Beaumarchais, a social climber in the days of Versailles' glory, wants to woo the queen. He declares his love for her and says that it is his duty to make her laugh by staging an opera. He claims to have the power of a god to rewrite the Queen's history, "history as it should have been," he sings. He proposes that he can let her keep her head and escape by ship to Philadelphia - of all places.
On the stage-within-the-stage, there's a reunion of opera favorites, fictional characters first created by Beaumarchais for his stage plays and then used in operas by Mozart and Rossini. The royal ghosts watch the clever servant Figaro, his employer Count Almaviva, Susanna, Cherubino and Rosina.
John Corigliano gives these famous opera characters post-modern music with homage to the greats. For the Turkish Embassy party scene, Corigliano wrote music that echoes Rossini's "Italian in Algiers." To alert the audience that the story has roots in Mozart's "The Marriage of Figaro," the countess makes her entrances to the beginning of Cherubim's love song. The story takes place 20 years after the two classic operas, and Susanna and the Countess sing about their lost youth to a melody that echoes the music of "Soave sia il vento" in Mozart's "Cosi fan tutte."
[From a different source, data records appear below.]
Issue #1130, opened 2020-04-28
Equivilent paths points at paths not the bad path


philsturgeon:
If there are two paths that are causing a problem, we should point to one of those problematic paths, not just `paths:`.

<img width="1116" alt="image" src="https://user-images.githubusercontent.com/67381/80498624-dd8d1600-8963-11ea-8a49-4e7fc8018bc5.png">

Clicking that problem on the right "The paths foo and bar are equivalent" takes me to the paths object, and then I have to scroll for ages to find the problematic ones. That's if I'm in code view anyway. In Form view it just does nothing.

P0lip:
> Clicking that problem on the right "The paths foo and bar are equivalent" takes me to the paths object, and then I have to scroll for ages to find the problematic ones. That's if I'm in code view anyway. In Form view it just does nothing.

Which one is the problematic one? I assume is the latter one in the document, but just want to make sure we are on the same page.

PR #1135, opened 2020-05-01
fix(oas): path-params reports actual endpoint path

P0lip:
Fixes https://github.com/stoplightio/spectral/issues/1130

**Checklist**

- [x] Tests added / updated
- [x] Docs added / updated

- [ ] Yes
- [x] No

**Additional context**

Make sure to answer my question before reviewing :sweat_smile:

Despite the ghostly theme, large sections of the opera seem like a great romp with a Keystone Cops-style melee and other silliness at an embassy shindig. Still, the composer and librettist say they had serious a story to tell.
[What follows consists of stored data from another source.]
PR #1171, opened 2020-05-19
chore(repo): make it possible run test-harness on Windows

P0lip:
**Checklist**

- [x] Tests added / updated
- [x] Docs added / updated

- [ ] Yes
- [x] No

At the core of the opera the peace-seeking queen sings, "Forgiveness is the only way to freedom, this sacrifice has set me free." In fact, that is a theme of "The Marriage of Figaro."
Meeting with Corigliano
Instead of reading notes in a program from long dead composers, the St. Louis audience on Monday night could hear what the composer and writer really want audiences to take home and ponder after the opera.
"Mid-century modernists at their most fundamentalist demanded that we destroy, not merely rethink, the past to forge a new future: a demand of which the guillotine makes a terrible and perfect symbol," Corigliano said. "But our view of art was that change could come by embracing the past (the opposed worlds of the commoner Beaumarchais and the regal Marie Antoinette) and moving into the future.
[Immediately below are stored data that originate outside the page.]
PR #313, opened 2023-03-30
fix: add collapsible and chat to itemstatus

### LINKED ISSUE #309: Add collapsible status badge

spaenleh:
This PR adds the `isCollapsible` and `showCahtbox` statuses to the item badges.
Capture d’écran 2023-03-30 à 12 01 51

closes #309

### DIFF
--- a/src/ItemBadges/ItemBadges.tsx
+++ b/src/ItemBadges/ItemBadges.tsx
@@ -1,4 +1,10 @@
-import { Public, PushPin, VisibilityOff } from '@mui/icons-material';
+import {
+  Chat,
+  Public,
+  PushPin,
+  UnfoldLess,
+  VisibilityOff,
+} from '@mui/icons-material';
 import { Avatar, AvatarGroup, Tooltip } from '@mui/material';
 
 import React from 'react';
@@ -32,6 +38,10 @@ type Props = {
   isPublishedTooltip?: string;
   isPinned?: boolean;
   isPinnedTooltip?: string;
+  isCollapsible?: boolean;
+  isCollapsibleTooltip?: string;
+  showChatbox?: boolean;
+  showChatboxTooltip?: string;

"The World Wars that fired the angst and destruction that obsessed the modernists have been replaced by more evolutionary view of change," he said. "Leningrad has become St. Petersburg again without a shot being fired. Musicians and artists in the 21st century are no longer chained to the severe and limited point of view of the 20th century, despite the antique views of some living musicians and artists of the past."
Opera Theatre's large cast includes Maria Kanyova as the Queen, Kevin Glavin as King Louis XVI, James Westman as Beaumarchais, Christopher Feigum as Figaro, Elizabeth Batton as a comic Samira and Paula Murrihy as Cherubino.
"Ghosts" will have six performances through June 27 at the Loretto-Hilton Center in Webster Groves. It will be sung in its original language, English, with super title projected on two screens.
Patricia Rice is a freelance writer who has covered opera for thee decades.